# Painting plastic bumpers /



## rejectfromtheSBMCC (Aug 23, 2006)

Twice recently I have seen Ford transit camper vans with white painted bumpers, but I've not been able speak to the owners. On inspection they both appear to be very neat hand painted jobs, not sprayed which is exactly what I would like to do to my motor.
Has anyone got any ideas on brushing paints/ cleaning/ primers, and top coating plastic bumpers ?

Cheers


----------



## virgil (Aug 23, 2006)

*Advice...*

My advice... Don't do it! With places like Focus DIY now selling electric sprayers for as little as £15, or even less as they are on a 3 for 2 offer along with other selected electrical tools, there is no excuse for hand painting! Even if you are the worst sprayer in the world the result will be better than hand painting! Just take your time and do not spray too much on, if in doubt about needing a touch more paint, don't do it! Leave it to dry and apply another coat!


----------



## Reg (Aug 26, 2006)

*Painting plastic bumpers*

I've 'colour coded' plastic bumpers before on previous vans I have built and find that it gives them less of a 'white van man' look and more of a motorhome look.

As soon as this rain stops ( two weeks time ) I will be painting my large Iveco bumpers white.

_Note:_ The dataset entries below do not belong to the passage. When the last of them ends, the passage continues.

PR #134, opened 2020-05-04
Hide inactive columns in table view (AtlasProxy)

mgorsk1:
### Summary of Changes

When listing columns in tables view there is no check if the column is still active. This might lead to showing inaccurate results.

### Tests

Aligned, extended & run to completion.

### Documentation

### CheckList
- [x] PR passes `make test`

### DIFF
--- a/metadata_service/proxy/atlas_proxy.py
+++ b/metadata_service/proxy/atlas_proxy.py
@@ -283,6 +283,11 @@ class AtlasProxy(BaseProxy):
         """
         columns = list()
         for column in entity.entity[self.REL_ATTRS_KEY].get('columns') or list():
+            column_status = column.get('entityStatus', 'inactive').lower()
+
+            if column_status != 'active':
+                continue
+
             col_entity = entity.referredEntities[column[self.GUID_KEY]]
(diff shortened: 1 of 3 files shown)


metadata_service/proxy/atlas_proxy.py
```diff
@@ -283,6 +283,11 @@ def _serialize_columns(self, *, entity: EntityUniqueAttribute) -> \
         """
         columns = list()
         for column in entity.entity[self.REL_ATTRS_KEY].get('columns') or list():
+            column_status = column.get('entityStatus', 'inactive').lower()
+
+            if column_status != 'active':
```
feng-tao, line 288: will atlas do any stale column metadata pruning besides just adding the attribute? For example, we clean up the stale metadata in databuilder in https://github.com/lyft/amundsendatabuilder#removing-stale-data-in-neo4j----neo4jstalenessremovaltask .

mgorsk1: I think there is an endpoint to do it manually but there is no periodic flush. In majority of our searches we can just filter out inactive entities query-time, but in this it's not really an option.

I will be using cellulose as its cheap and I wont thin it at all. I always buy the bumper paint preparation spray from halfrauds which cleans the plastic and ensures a good key for my paint. I'm told its a special alcohol, I've tried various alcohols but they dont work as well.

I use a three inch foam roller which are meant for doors etc. You will need three rollers for each bumper as the cellulose soon ruins the foam.

The roller applies the cellulose quite thick and leaves no brush marks. The foam roller leaves a pleasant stipple effect just the same as the original bumper.

Spraying bumpers is not a good idea as the coats are too thin for the wear and tear a bumper receives near ground level. I have bought a couple of spray cans to paint my large mirrors.

regards

reg


----------



## jondeau (Oct 28, 2006)

I used aerosol cans of spray paint on mine and did not have any problems either during spraying or afterwards...I did use quite a few thin coats though, and of course an aerosol of plastic primer first.........


----------



## Nosha (Jan 10, 2007)

*Primer*

As per Jondeau... it's all in the priming!!!! Use a 'normal' one and in a couple of months time you will see VERY large flakes of paint peeling off the bumpers, especially as celly dries to a hard quite non flexible finish. DO buy a 'plastic' primer and let us know how it goes!


----------



## sherpa (Feb 23, 2007)

*'91 Fiat Ducato Swift Kon Tiki*

I would like to get a new front bumper or air dam for the Kon Tiki. Does anyone know of a source


----------



## merlin wanderer (Feb 23, 2007)

*bumpers*

try here


http://www.beeversautopanels.co.uk


----------



## virgil (Feb 23, 2007)

sherpa said:
			
		

> I would like to get a new front bumper or air dam for the Kon Tiki. Does anyone know of a source



I would try here!

http://www.swiftleisure.com/


----------



## virgil (Feb 23, 2007)

And here....

http://www.swift-owners-club.com/


----------



## Trevor (Feb 23, 2007)

rejectfromtheSBMCC said:
			
		

> Twice recently I have seen Ford transit camper vans with white painted bumpers, but I've not been able speak to the owners. On inspection they both appear to be very neat hand painted jobs, not sprayed which is exactly what I would like to do to my motor.
> Has anyone got any ideas on brushing paints/ cleaning/ primers, and top coating plastic bumpers ?
> 
> Cheers


My mates use hammerite seems to work well, I have tried sprays in the past they dont seem to last very long even the ones for plastic bumpers you know the cost a lot ones


----------